▶ **TASK DIRECTIONS**:
Scan the entries below for the word "logs" and copy every line in which it occurs.
(Beginning of EXERCISE MATERIAL)
PR #1955, opened 2026-06-21
fix(logging): initialize logger from config in the standalone bridge

chiefmojo:
## Problem

The standalone bridge (`bridge.cts`) calls `bootstrapMemoryCoreFull` without passing `initLogging: true`. The logger stays on its bootstrap-console default, ignoring `config.logging.*` entirely. In practice this means `logging.timezone` has no effect when running as a daemon — logs are always stamped UTC regardless of config.

## Fix

Add `initLogging: true` to the `bootstrapMemoryCoreFull` call in `bridge.cts`. The non-daemon stdio path (`bridge/stdio.ts`) already passes this flag correctly; this aligns the daemon path.

```typescript
const { core, config, home } = await bootstrapMemoryCoreFull({
  // ...
  home: resolvedHome,
  initLogging: true,  // initialize logger from config.logging (timezone, level, channels)
});
```

PR #1956, opened 2026-06-21
feat: configurable log timezone

chiefmojo:
## Problem

All log timestamps are hardcoded to UTC via Pino's `formatters.level` path — there's no way for operators in other timezones to get local timestamps without post-processing logs.

## Changes

- Adds `logging.timezone` config field (IANA zone string, default `"UTC"`)
- Logger initializer reads the field and passes it to Pino as `timestamp: () => \`,"time":"${new Date().toLocaleString('en-CA', { timeZone, hour12: false })}"\``
- Schema validation rejects invalid IANA zones with `config_invalid`
- Tests cover UTC default, valid custom zones, and invalid zone rejection

## Config example

```yaml
logging:
  timezone: America/Los_Angeles
```

Depends on fix/daemon-init-logger (#1955) — without `initLogging: true` in the bridge the timezone config is never read.


Memtensor-AI:

- Run: `tr-dd2b4e62-fad` on cloud test-engine `10010`
- memos_local_plugin/unit: 53 passed, 0 failed, 0 skipped

Memtensor-AI:
## 🤖 Open Code Review

**Target:** PR #1956
**Task:** `ececbb0aa99b7d72`
**Base:** `dev-v2.0.25`
**Head:** `feat/log-timezone`

---

### 1. `apps/memos-local-plugin/core/time.ts` (L58)

When `opts.offset` is false (the default), the returned string has no timezone indicator — no `Z` and no UTC offset. This makes the output ambiguous: a caller cannot tell whether the value is UTC, a local time, or a zoned time. Consider always appending the offset when a non-UTC `tz` is supplied, or at minimum document that the result is intentionally a "wall clock" string with no zone information so callers are not surprised.

**Before:**
```
  return opts.offset ? base + offsetForTimeZone(d, tz) : base;
```

**After:**
```suggestion
  const offsetStr = offsetForTimeZone(d, tz);
  return opts.offset ? base + offsetStr : base + "[" + tz + "]";
  // or always append the numeric offset:
  // return base + offsetStr;
```

</details>

---

### 2. `apps/memos-local-plugin/core/time.ts` (L57)

`Intl.DateTimeFormat` with `hour12: false` can produce `"24"` for the hour component at midnight in some environments instead of `"00"`, which is not valid ISO 8601. Guard against this edge case.

**Before:**
```
  const base = `${parts.year}-${parts.month}-${parts.day}T${parts.hour}:${parts.minute}:${parts.second}.${parts.fractionalSecond ?? "000"}`;
```

**After:**
```suggestion
  const hour = parts.hour === "24" ? "00" : parts.hour;
  const base = `${parts.year}-${parts.month}-${parts.day}T${hour}:${parts.minute}:${parts.second}.${parts.fractionalSecond ?? "000"}`;
```

</details>

---

### 3. `apps/memos-local-plugin/core/time.ts` (L80-L89)

`timeZoneName: "longOffset"` is a relatively recent addition to the `Intl.DateTimeFormat` spec (ES2022 / Chrome 95+, Node 18+). On older runtimes this silently falls back, and `fmt.formatToParts` may not return a `timeZoneName` part at all, causing `zone` to be `undefined` and the function to return `"+00:00"` for every timezone — a silent wrong answer. Add a comment documenting the minimum runtime requirement, or add an assertion / fallback for when the part is missing.

**Before:**
```
function offsetForTimeZone(d: Date, tz: string): string {
  const fmt = new Intl.DateTimeFormat("en-US", {
    timeZone: tz,
    timeZoneName: "longOffset",
    hour: "2-digit",
  });
  const zone = fmt.formatToParts(d).find((part) => part.type === "timeZoneName")?.value;
  if (!zone || zone === "GMT" || zone === "UTC") return "+00:00";
  return zone.replace(/^GMT/, "");
}
```

**After:**
```suggestion
function offsetForTimeZone(d: Date, tz: string): string {
  // Requires Node ≥18 / Chrome ≥95 for `longOffset` support.
  const fmt = new Intl.DateTimeFormat("en-US", {
    timeZone: tz,
    timeZoneName: "longOffset",
    hour: "2-digit",
  });
  const zone = fmt.formatToParts(d).find((part) => part.type === "timeZoneName")?.value;
  if (!zone || zone === "GMT" || zone === "UTC") return "+00:00";
  // Expected format: "GMT+HH:MM" or "GMT-HH:MM"
  const offset = zone.replace(/^GMT/, "");
  if (!/^[+-]\d{2}:\d{2}$/.test(offset)) {
    throw new Error(`Unexpected timeZoneName format: ${zone}`);
  }
  return offset;
}
```

</details>

Memtensor-AI:

**Branch:** `feat/log-timezone`

PR #2138, opened 2026-07-22
Dev v2.0.25 sdk

Zyntrael:
## Description

## Type of change

- [ ] Documentation update

## How Has This Been Tested?

- [ ] Unit Test

## Checklist

## Reviewer Checklist
- [ ] Made sure Checks passed

### DIFF
--- a/.github/scripts/draft-local-plugin-release-notes.mjs
+++ b/.github/scripts/draft-local-plugin-release-notes.mjs
@@ -1,0 +1,1353 @@
+#!/usr/bin/env node
+import { execFileSync } from "node:child_process";
+import { mkdirSync, readFileSync, writeFileSync } from "node:fs";
+import { dirname, join } from "node:path";
+import { tmpdir } from "node:os";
(End of EXERCISE MATERIAL)
▶ **FINISHED EXERCISE**:
The standalone bridge (`bridge.cts`) calls `bootstrapMemoryCoreFull` without passing `initLogging: true`. The logger stays on its bootstrap-console default, ignoring `config.logging.*` entirely. In practice this means `logging.timezone` has no effect when running as a daemon — logs are always stamped UTC regardless of config.
All log timestamps are hardcoded to UTC via Pino's `formatters.level` path — there's no way for operators in other timezones to get local timestamps without post-processing logs.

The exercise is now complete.